掌心传来一股软绵的触感,就跟一团棉花似的,蒋正华一开始没反应过来还按了一下,而后只觉得一片酥麻感觉从掌心传到了心尖,等意识到的时候,手像是着了火一般地收了回来,一抬眼就只见面前的女人一双眸子带着水光瞠大瞪着他,一副羞愤泫然欲泣的样子。
江月薇知道自己的身子从小就跟别人不一样,同样的年龄,别人的胸部和屁股都是平平的,可她的就像气球一样的疯长着,鼓鼓的,大大的,越是长大越是过分,害得她从小就感受到别的异常的目光。
虽然现在她知道男人不是故意的,但是被他在众目睽睽之下这么一碰,她心里也是又气又委屈,便忙着挣扎站起来。
将正华见状,想伸手去扶她,一想到刚才那尴尬的事,手又收了回来,他起身看着女人,“你没事吧?是不是脚到崴受伤了?一会你要是想去派出所报案的话,我可以给当你证人。”
吃了这么大闷亏,江月薇对马翠花已经反感到极致了,现在听着男人这话,她索性也就拧眉,按着腿装出一脸痛意的样子,“要去,我现在手也疼,脚也疼,就想去派出所问问她推我这事要怎么算。”
马翠花可没那么好骗,“呸,还报案?我都这岁数了你们别想吓我,她不是站在那好好的,哪里受伤了?”
“吓你?”蒋正华沉着脸看着马翠花道,“这事到了派出所,只要她不接受你的道歉,判你关上十天八天都是正常流程。
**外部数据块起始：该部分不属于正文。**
PR #3106, opened 2026-09-02
fix: unify input height and font-size across settings tabs

briansebaOEF:
## Summary

All form inputs and selects on the Settings page (Account, Team, Projects, API Tokens, and their sub-tabs) now render at a consistent 44px height and `fontSize=md` (`var(--chakra-font-sizes-md)`), instead of a mix of default sizes, `size=lg`, and hardcoded 48px heights.

## Changes

- `form-input.tsx`, `email-input.tsx`, `password-input.tsx`: add an optional `inputProps` passthrough so Settings call sites can override sizing without changing these components' appearance on the login/signup pages.
- `ProfessionSelect`, `LanguageSelector`, `PreferencesTab`, `CreateTokenForm`, `ProjectSearchInput`, `deleteCityModal`: apply `h=44px fontSize=md` directly (settings-only usages).
- `BrandSettingsTab`: override the Chakra `Select`'s `--select-trigger-height` CSS var and set `fontSize` on `SelectValueText`, since its recipe sets font-size directly on the trigger element rather than inheriting it.
- `data-table-alt.tsx`: align the shared search input and role-filter select (used only by the Team/Projects tabs) to the same sizing.

## How to test

1. Go to Settings and check each tab (Account Details, Brand Settings, Password, Preferences, Team, Projects, API Tokens).
2. Confirm every text input, password input, and dropdown/select is the same height (44px) and font size.
3. Confirm login, signup, forgot-password, and admin modals (which share some of these input components) are unaffected.

## Notes

Verified visually and via computed-style checks (`getComputedStyle`) in a running dev server; `tsc --noEmit` passes clean.

ðŸ¤– Generated with [Claude Code](https://claude.com/claude-code)


app/src/app/[lng]/settings/account/BrandSettingsTab.tsx
```diff
@@ -209,7 +209,8 @@ const BrandSettingsTab = ({
             shadow="1dp"
             borderRadius="4px"
             border="inputBox"
-            fontSize="body.lg"
+            fontSize="md"
+            css={{ "--select-trigger-height": "44px" }}
```
Comment (lemilonkh) [inline app/src/app/[lng]/settings/account/BrandSettingsTab.tsx]: We could add this to the SelectRoot component itself?

app/src/app/[lng]/settings/account/ManagePasswordTab.tsx
```diff
@@ -110,6 +111,7 @@ const ManagePasswordTab: FC<ManagePasswordProps> = ({ t }) => {
             id="newPassword"
             shouldValidate
             watchPassword={watchPassword}
+            inputProps={{ h: "44px", fontSize: "md" }}
```
Comment (lemilonkh) [inline app/src/app/[lng]/settings/account/ManagePasswordTab.tsx]: Should we define this in our PasswordInput component so it's consitent across the application (including signup/ login)?

lemilonkh (approved):
Great, thanks 👍 ✨

app/src/app/[lng]/settings/account/BrandSettingsTab.tsx
Comment (briansebaOEF) [reply app/src/app/[lng]/settings/account/BrandSettingsTab.tsx]: Good call — added a `triggerHeight` prop to `SelectRoot` that sets the CSS var internally, so callers don't need to know about `--select-trigger-height`. Existing usages are unaffected since it's optional.

app/src/app/[lng]/settings/account/ManagePasswordTab.tsx
Comment (briansebaOEF) [reply app/src/app/[lng]/settings/account/ManagePasswordTab.tsx]: Yes, moved it into `PasswordInput` itself so login/signup/update-password get the same sizing — removed the redundant `inputProps` overrides in `ManagePasswordTab.tsx`. Verified the login page's password field now renders at 44px too, with the visibility-toggle icon still centered correctly.

app/src/app/[lng]/settings/account/BrandSettingsTab.tsx
Comment (briansebaOEF) [reply app/src/app/[lng]/settings/account/BrandSettingsTab.tsx]: Confirmed fixed — `SelectRoot` now exposes `triggerHeight`, and `BrandSettingsTab` uses it instead of the raw `css` prop.

app/src/app/[lng]/settings/account/ManagePasswordTab.tsx
Comment (briansebaOEF) [reply app/src/app/[lng]/settings/account/ManagePasswordTab.tsx]: Confirmed fixed — `PasswordInput` defaults to `size=lg` now (44px/16px), applied app-wide (login/signup/update-password/settings), and the redundant per-instance overrides are gone. Also swapped the other hardcoded `h=44px fontSize=md` spots across this PR to `size=lg` for the same reason — it's Chakra's exact 44px/16px preset rather than a magic-number stand-in.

”
说完,他很快从裤袋里掏出自己的证件朝她亮出来,语气不容置喙:“这是我的证件,一会到了公社你若是不去,我就拖着你去。”
江月薇一眼就看到了证件上面男人的名字写着“蒋正华”三字,还没说什么,很快有旁人惊叫起来——
“呀,是个当兵的。”
“还是个营长呐。”
“那说的话肯定是真了吧。”
男人一身健硕,脸色阴沉沉的,下颌线条紧绷,那黝黑的眼里带着煞气好似一把刀要砍过来,看得得马翠花吓了一跳,气焰瞬间就焉了,“我就是开个玩笑而已,哪有那么严重。”
她说完转身要挪个地方,却不料被那男人一把就按住。
蒋正华盯着她冷道:“跑什么,要么你现在跟这位女同志道歉,要么一会去派出所,你自己选一个。”
事情都已经到了这份上了,车上的人怎么还看不明白马翠花什么目的,你说归说,怎么还动起手来了呢,这分明就是在闹事,于是就帮忙指责——
“人家离不离婚关你什么事,我看你就是不安心……”
“就是,她在污蔑别人,别人说穿她就恼羞成怒动了手,竟然还还好意思说自己是好意关心!”
“赶紧道歉吧,不道歉一会到了公社我们都拉你去派出所……”
大家众口一词,又有一个当兵地在旁边给江月薇撑腰,马翠花忽然就心慌了,她这辈子没有这么丢过脸,可偏偏现在又不得不去做选择,在道歉跟蹲派出所之间之间她瞬间选了后者了,嘴里赶紧扔了道歉的话就往车头那边挪了过去。
一声小风波过去了,江月薇也缓过气来,心想着要不是有身边这个男人的帮忙,说不定她还说不过马翠花,于是抬头正要开着口跟人家说谢谢时,可车子又一个拐弯,她身子又要往男人身上扑过去。